_THE PROBLEM_
Each entry, from beginning to end, is to be transcribed verbatim.

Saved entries
———

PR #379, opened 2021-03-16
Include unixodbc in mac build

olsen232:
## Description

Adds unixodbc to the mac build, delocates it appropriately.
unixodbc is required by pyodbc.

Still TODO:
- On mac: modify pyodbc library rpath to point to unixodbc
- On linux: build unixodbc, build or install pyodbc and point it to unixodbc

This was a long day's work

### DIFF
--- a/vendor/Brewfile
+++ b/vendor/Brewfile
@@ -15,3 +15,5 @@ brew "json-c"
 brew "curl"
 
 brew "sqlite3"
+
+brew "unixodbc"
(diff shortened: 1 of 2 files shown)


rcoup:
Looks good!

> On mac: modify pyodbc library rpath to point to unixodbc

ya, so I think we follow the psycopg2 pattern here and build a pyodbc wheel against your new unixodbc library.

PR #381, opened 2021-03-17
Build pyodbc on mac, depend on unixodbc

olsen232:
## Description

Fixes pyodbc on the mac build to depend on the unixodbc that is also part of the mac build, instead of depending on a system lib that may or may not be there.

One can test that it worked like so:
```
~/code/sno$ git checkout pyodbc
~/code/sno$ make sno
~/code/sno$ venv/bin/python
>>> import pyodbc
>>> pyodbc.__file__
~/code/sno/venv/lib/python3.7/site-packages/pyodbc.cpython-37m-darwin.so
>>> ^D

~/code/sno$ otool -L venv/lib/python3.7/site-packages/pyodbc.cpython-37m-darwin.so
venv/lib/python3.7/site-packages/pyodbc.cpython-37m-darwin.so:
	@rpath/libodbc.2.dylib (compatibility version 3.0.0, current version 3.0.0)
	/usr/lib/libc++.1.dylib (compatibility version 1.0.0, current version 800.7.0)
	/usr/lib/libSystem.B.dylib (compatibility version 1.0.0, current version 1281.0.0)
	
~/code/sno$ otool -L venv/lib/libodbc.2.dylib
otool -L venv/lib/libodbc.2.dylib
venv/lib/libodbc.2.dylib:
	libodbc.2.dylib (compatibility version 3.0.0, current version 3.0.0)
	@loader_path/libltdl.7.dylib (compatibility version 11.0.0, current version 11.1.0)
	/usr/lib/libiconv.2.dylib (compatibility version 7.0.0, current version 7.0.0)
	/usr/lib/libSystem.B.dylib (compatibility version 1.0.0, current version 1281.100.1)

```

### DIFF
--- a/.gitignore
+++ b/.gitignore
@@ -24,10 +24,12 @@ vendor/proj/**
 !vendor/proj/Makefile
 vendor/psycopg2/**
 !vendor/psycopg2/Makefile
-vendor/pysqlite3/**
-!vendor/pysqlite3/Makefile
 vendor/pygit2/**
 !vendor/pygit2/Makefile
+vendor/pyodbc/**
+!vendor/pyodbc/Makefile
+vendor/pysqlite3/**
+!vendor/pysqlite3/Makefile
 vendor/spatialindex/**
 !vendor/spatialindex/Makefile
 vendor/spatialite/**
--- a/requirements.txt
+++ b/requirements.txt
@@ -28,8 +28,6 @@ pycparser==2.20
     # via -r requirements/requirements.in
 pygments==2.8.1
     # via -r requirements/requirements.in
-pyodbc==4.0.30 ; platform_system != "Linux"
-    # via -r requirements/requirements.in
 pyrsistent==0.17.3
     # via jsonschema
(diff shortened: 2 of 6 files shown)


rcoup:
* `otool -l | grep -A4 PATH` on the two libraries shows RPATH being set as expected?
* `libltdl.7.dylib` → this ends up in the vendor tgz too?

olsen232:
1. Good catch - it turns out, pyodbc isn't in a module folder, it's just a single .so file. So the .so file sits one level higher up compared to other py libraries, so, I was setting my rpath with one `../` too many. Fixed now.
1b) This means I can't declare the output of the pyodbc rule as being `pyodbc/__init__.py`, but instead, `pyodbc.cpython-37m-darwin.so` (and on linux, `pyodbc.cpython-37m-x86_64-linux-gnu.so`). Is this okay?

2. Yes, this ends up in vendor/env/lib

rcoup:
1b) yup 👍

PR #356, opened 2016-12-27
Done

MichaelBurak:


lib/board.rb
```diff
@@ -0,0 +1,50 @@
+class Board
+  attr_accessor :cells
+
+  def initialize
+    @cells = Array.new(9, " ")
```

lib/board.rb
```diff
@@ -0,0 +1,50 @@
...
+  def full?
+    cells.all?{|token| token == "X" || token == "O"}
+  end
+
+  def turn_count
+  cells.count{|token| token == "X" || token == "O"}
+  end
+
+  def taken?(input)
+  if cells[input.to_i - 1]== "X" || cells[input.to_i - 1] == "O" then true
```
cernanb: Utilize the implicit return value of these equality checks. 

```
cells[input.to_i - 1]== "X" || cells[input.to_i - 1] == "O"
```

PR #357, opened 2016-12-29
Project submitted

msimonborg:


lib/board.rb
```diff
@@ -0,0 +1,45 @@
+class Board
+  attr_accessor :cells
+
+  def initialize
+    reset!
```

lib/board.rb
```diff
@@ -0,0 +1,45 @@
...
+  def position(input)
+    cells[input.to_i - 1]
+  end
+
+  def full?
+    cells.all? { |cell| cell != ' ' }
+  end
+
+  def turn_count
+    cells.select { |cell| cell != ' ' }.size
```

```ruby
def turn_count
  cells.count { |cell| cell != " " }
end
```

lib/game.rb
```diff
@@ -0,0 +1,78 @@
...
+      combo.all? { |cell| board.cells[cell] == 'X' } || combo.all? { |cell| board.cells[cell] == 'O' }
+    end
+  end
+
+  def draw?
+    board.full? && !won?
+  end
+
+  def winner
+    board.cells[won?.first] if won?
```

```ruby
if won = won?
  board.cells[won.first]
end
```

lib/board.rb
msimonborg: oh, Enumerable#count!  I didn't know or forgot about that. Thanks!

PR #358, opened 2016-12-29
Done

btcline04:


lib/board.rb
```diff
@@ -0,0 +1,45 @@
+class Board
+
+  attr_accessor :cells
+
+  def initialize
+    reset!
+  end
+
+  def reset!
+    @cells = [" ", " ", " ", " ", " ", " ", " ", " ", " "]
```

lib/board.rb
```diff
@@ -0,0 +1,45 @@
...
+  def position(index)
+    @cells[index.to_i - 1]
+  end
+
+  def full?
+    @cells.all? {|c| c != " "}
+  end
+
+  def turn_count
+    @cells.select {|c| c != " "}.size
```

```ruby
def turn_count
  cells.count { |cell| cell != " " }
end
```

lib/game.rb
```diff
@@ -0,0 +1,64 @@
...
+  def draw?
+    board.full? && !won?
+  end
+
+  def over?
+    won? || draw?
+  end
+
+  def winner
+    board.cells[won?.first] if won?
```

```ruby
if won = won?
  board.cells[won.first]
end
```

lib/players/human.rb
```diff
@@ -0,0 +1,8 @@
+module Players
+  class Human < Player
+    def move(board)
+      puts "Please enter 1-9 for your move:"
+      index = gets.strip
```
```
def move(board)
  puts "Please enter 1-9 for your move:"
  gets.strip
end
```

———

_RESPONSE BELOW_
PR #379, opened 2021-03-16
Include unixodbc in mac build

olsen232:
## Description

Adds unixodbc to the mac build, delocates it appropriately.
unixodbc is required by pyodbc.

Still TODO:
- On mac: modify pyodbc library rpath to point to unixodbc
- On linux: build unixodbc, build or install pyodbc and point it to unixodbc

This was a long day's work

### DIFF
--- a/vendor/Brewfile
+++ b/vendor/Brewfile
@@ -15,3 +15,5 @@ brew "json-c"
 brew "curl"
 
 brew "sqlite3"
+
+brew "unixodbc"
(diff shortened: 1 of 2 files shown)


rcoup:
Looks good!

> On mac: modify pyodbc library rpath to point to unixodbc

ya, so I think we follow the psycopg2 pattern here and build a pyodbc wheel against your new unixodbc library.

PR #381, opened 2021-03-17
Build pyodbc on mac, depend on unixodbc

olsen232:
## Description

Fixes pyodbc on the mac build to depend on the unixodbc that is also part of the mac build, instead of depending on a system lib that may or may not be there.

One can test that it worked like so:
```
~/code/sno$ git checkout pyodbc
~/code/sno$ make sno
~/code/sno$ venv/bin/python
>>> import pyodbc
>>> pyodbc.__file__
~/code/sno/venv/lib/python3.7/site-packages/pyodbc.cpython-37m-darwin.so
>>> ^D

~/code/sno$ otool -L venv/lib/python3.7/site-packages/pyodbc.cpython-37m-darwin.so
venv/lib/python3.7/site-packages/pyodbc.cpython-37m-darwin.so:
	@rpath/libodbc.2.dylib (compatibility version 3.0.0, current version 3.0.0)
	/usr/lib/libc++.1.dylib (compatibility version 1.0.0, current version 800.7.0)
	/usr/lib/libSystem.B.dylib (compatibility version 1.0.0, current version 1281.0.0)
	
~/code/sno$ otool -L venv/lib/libodbc.2.dylib
otool -L venv/lib/libodbc.2.dylib
venv/lib/libodbc.2.dylib:
	libodbc.2.dylib (compatibility version 3.0.0, current version 3.0.0)
	@loader_path/libltdl.7.dylib (compatibility version 11.0.0, current version 11.1.0)
	/usr/lib/libiconv.2.dylib (compatibility version 7.0.0, current version 7.0.0)
	/usr/lib/libSystem.B.dylib (compatibility version 1.0.0, current version 1281.100.1)

```

### DIFF
--- a/.gitignore
+++ b/.gitignore
@@ -24,10 +24,12 @@ vendor/proj/**
 !vendor/proj/Makefile
 vendor/psycopg2/**
 !vendor/psycopg2/Makefile
-vendor/pysqlite3/**
-!vendor/pysqlite3/Makefile
 vendor/pygit2/**
 !vendor/pygit2/Makefile
+vendor/pyodbc/**
+!vendor/pyodbc/Makefile
+vendor/pysqlite3/**
+!vendor/pysqlite3/Makefile
 vendor/spatialindex/**
 !vendor/spatialindex/Makefile
 vendor/spatialite/**
--- a/requirements.txt
+++ b/requirements.txt
@@ -28,8 +28,6 @@ pycparser==2.20
     # via -r requirements/requirements.in
 pygments==2.8.1
     # via -r requirements/requirements.in
-pyodbc==4.0.30 ; platform_system != "Linux"
-    # via -r requirements/requirements.in
 pyrsistent==0.17.3
     # via jsonschema
(diff shortened: 2 of 6 files shown)


rcoup:
* `otool -l | grep -A4 PATH` on the two libraries shows RPATH being set as expected?
* `libltdl.7.dylib` → this ends up in the vendor tgz too?

olsen232:
1. Good catch - it turns out, pyodbc isn't in a module folder, it's just a single .so file. So the .so file sits one level higher up compared to other py libraries, so, I was setting my rpath with one `../` too many. Fixed now.
1b) This means I can't declare the output of the pyodbc rule as being `pyodbc/__init__.py`, but instead, `pyodbc.cpython-37m-darwin.so` (and on linux, `pyodbc.cpython-37m-x86_64-linux-gnu.so`). Is this okay?

2. Yes, this ends up in vendor/env/lib

rcoup:
1b) yup 👍

PR #356, opened 2016-12-27
Done

MichaelBurak:


lib/board.rb
```diff
@@ -0,0 +1,50 @@
+class Board
+  attr_accessor :cells
+
+  def initialize
+    @cells = Array.new(9, " ")
```

lib/board.rb
```diff
@@ -0,0 +1,50 @@
...
+  def full?
+    cells.all?{|token| token == "X" || token == "O"}
+  end
+
+  def turn_count
+  cells.count{|token| token == "X" || token == "O"}
+  end
+
+  def taken?(input)
+  if cells[input.to_i - 1]== "X" || cells[input.to_i - 1] == "O" then true
```
cernanb: Utilize the implicit return value of these equality checks. 

```
cells[input.to_i - 1]== "X" || cells[input.to_i - 1] == "O"
```

PR #357, opened 2016-12-29
Project submitted

msimonborg:


lib/board.rb
```diff
@@ -0,0 +1,45 @@
+class Board
+  attr_accessor :cells
+
+  def initialize
+    reset!
```

lib/board.rb
```diff
@@ -0,0 +1,45 @@
...
+  def position(input)
+    cells[input.to_i - 1]
+  end
+
+  def full?
+    cells.all? { |cell| cell != ' ' }
+  end
+
+  def turn_count
+    cells.select { |cell| cell != ' ' }.size
```

```ruby
def turn_count
  cells.count { |cell| cell != " " }
end
```

lib/game.rb
```diff
@@ -0,0 +1,78 @@
...
+      combo.all? { |cell| board.cells[cell] == 'X' } || combo.all? { |cell| board.cells[cell] == 'O' }
+    end
+  end
+
+  def draw?
+    board.full? && !won?
+  end
+
+  def winner
+    board.cells[won?.first] if won?
```

```ruby
if won = won?
  board.cells[won.first]
end
```

lib/board.rb
msimonborg: oh, Enumerable#count!  I didn't know or forgot about that. Thanks!

PR #358, opened 2016-12-29
Done

btcline04:


lib/board.rb
```diff
@@ -0,0 +1,45 @@
+class Board
+
+  attr_accessor :cells
+
+  def initialize
+    reset!
+  end
+
+  def reset!
+    @cells = [" ", " ", " ", " ", " ", " ", " ", " ", " "]
```

lib/board.rb
```diff
@@ -0,0 +1,45 @@
...
+  def position(index)
+    @cells[index.to_i - 1]
+  end
+
+  def full?
+    @cells.all? {|c| c != " "}
+  end
+
+  def turn_count
+    @cells.select {|c| c != " "}.size
```

```ruby
def turn_count
  cells.count { |cell| cell != " " }
end
```

lib/game.rb
```diff
@@ -0,0 +1,64 @@
...
+  def draw?
+    board.full? && !won?
+  end
+
+  def over?
+    won? || draw?
+  end
+
+  def winner
+    board.cells[won?.first] if won?
```

```ruby
if won = won?
  board.cells[won.first]
end
```

lib/players/human.rb
```diff
@@ -0,0 +1,8 @@
+module Players
+  class Human < Player
+    def move(board)
+      puts "Please enter 1-9 for your move:"
+      index = gets.strip
```
```
def move(board)
  puts "Please enter 1-9 for your move:"
  gets.strip
end
```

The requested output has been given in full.